A NEW risk assessment is today being launched to support people from black, Asian and minority ethnic (BAME) backgrounds in the NHS and social care in Wales.

The two-stage risk assessment is designed to help to reduce people’s risk of contracting coronavirus in the workplace.

The all-Wales COVID-19 Workforce Risk Assessment Tool is the first major piece of work from an advisory group set up to look at the reasons why people from BAME communities are disproportionately impacted by coronavirus.

Sadly, many health and social care workers who have died from coronavirus have come from black, Asian or minority ethnic backgrounds.

First Minister Mark Drakeford launched an urgent investigation in April to understand the reasons for the higher risk to BAME communities and established the advisory group, co-chaired by Judge Ray Singh and Dr Heather Payne.

It included two subgroups - one focusing on the risk assessment, and a second looking at the socio-economic factors which may influence poorer coronavirus outcomes.

“Against the backdrop of growing evidence that coronavirus is having a disproportionate impact on people from BAME backgrounds, the advisory group has developed this risk assessment tool, which I hope will help people understand their risk of infection and feel empowered to take action to minimise that risk," Mr Drakeford.

“The all-Wales COVID-19 Workforce Risk Assessment Tool is the result of very swift research and investigation by the advisory group, for which I am very grateful.”

At the daily Welsh Government coronavirus press briefing, health minister Vaughan Gething said: “More than one-third of people critically ill in English, Welsh and Northern Irish hospitals are from BAME backgrounds, compared with 18 per cent of the (overall) population.

“We don’t yet fully understand why (more people are dying from BAME backgrounds), but we know people from these communities are more likely to suffer from conditions like Type 2 diabetes and hypertension.”

The new tool will allow individuals to assess whether their risk is low, high, or very high, allowing them to have a “supportive and structured conversation with their line manager” about what can be done to protect them “as far as possible”. He added later:

“Employers have a duty of care to protect people’s health and safety at work and this includes understanding the extra risk from COVID-19. This duty of care includes ensuring an equitable approach for all staff.”


Mr Gething also said that after this coming Thursday’s discussions on lockdown guidelines, the First Minister will provide an update on whether Wales will be lifting the guidelines.

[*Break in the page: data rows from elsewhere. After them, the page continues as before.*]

Issue #770, opened 2023-09-22
Select collections to transform directly from the table on the collections page


dyaffe:
**Bug**
If you select collections and then select the "New Transformation +" button in the UI, your collections won't make their way to the next screen.

dyaffe:
Makes sense that it's a feature request @kiahna-tucker -- in that case, I would suggest that for consistency all grids should work this way.  Multi-selecting checkboxes and then clicking an action button above the grids should start with those entities selected.

kiahna-tucker:
For clarity, all of the entity tables _do_ work this way. The toolbar directly above each table contains available interactions a user can have with its contents; the secondary (i.e., outlined) buttons identify actions you can take on selected rows and the search bar allows you to filter the contents of the table.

He said the Welsh Government is “considering the harm” the lockdown is doing to retailers and the economy, as well as to people’s mental health - and he expects coronavirus testing centres in Wales to offer bookings through the UK government testing website by the end of the week.

Key workers have not been able to use it to book appointments at drive-in testing centres in Wales, with some saying they have driven as far as Devon to get a test.

“That is not acceptable,” said Mr Gething.

“Testing is available in Wales for Welsh critical workers, and we will continue to work with the providers of the UK website and the 119 telephone system to iron out any of these quirks in the system."